TASK OBJECTIVE. Locate the line with "-45,7 +45,7 @@" in the material. Copy that line and each one after it, through the last, exactly and with nothing else.

INFORMATION PROVIDED.
PR #115, opened 2025-09-11
Move libyaml to an internal package

ccoVeille:
- **Move the libyaml to an internal package**
- **Apply the Go minimal naming convention**

### DIFF
--- a/internal/libyaml/api.go
+++ b/internal/libyaml/api.go
@@ -45,7 +45,7 @@ func (parser *Parser) insertToken(pos int, token *Token) {
 	parser.tokens[parser.tokens_head+pos] = *token
 }
 
-// Create a new parser object.
+// NewParser creates a new parser object.
 func NewParser() Parser {
 	return Parser{
 		raw_buffer: make([]byte, 0, input_raw_buffer_size),
@@ -53,7 +53,7 @@ func NewParser() Parser {
 	}
 }
 
-// Destroy a parser object.
+// Delete a parser object.
 func (parser *Parser) Delete() {
 	*parser = Parser{}
 }
@@ -73,7 +73,7 @@ func yamlReaderReadHandler(parser *Parser, buffer []byte) (n int, err error) {
 	return parser.input_reader.Read(buffer)
 }
 
-// Set a string input.
+// SetInputString sets a string input.
 func (parser *Parser) SetInputString(input []byte) {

ANSWER SPACE.
@@ -45,7 +45,7 @@ func (parser *Parser) insertToken(pos int, token *Token) {
 	parser.tokens[parser.tokens_head+pos] = *token
 }
 
-// Create a new parser object.
+// NewParser creates a new parser object.
 func NewParser() Parser {
 	return Parser{
 		raw_buffer: make([]byte, 0, input_raw_buffer_size),
@@ -53,7 +53,7 @@ func NewParser() Parser {
 	}
 }
 
-// Destroy a parser object.
+// Delete a parser object.
 func (parser *Parser) Delete() {
 	*parser = Parser{}
 }
@@ -73,7 +73,7 @@ func yamlReaderReadHandler(parser *Parser, buffer []byte) (n int, err error) {
 	return parser.input_reader.Read(buffer)
 }
 
-// Set a string input.
+// SetInputString sets a string input.
 func (parser *Parser) SetInputString(input []byte) {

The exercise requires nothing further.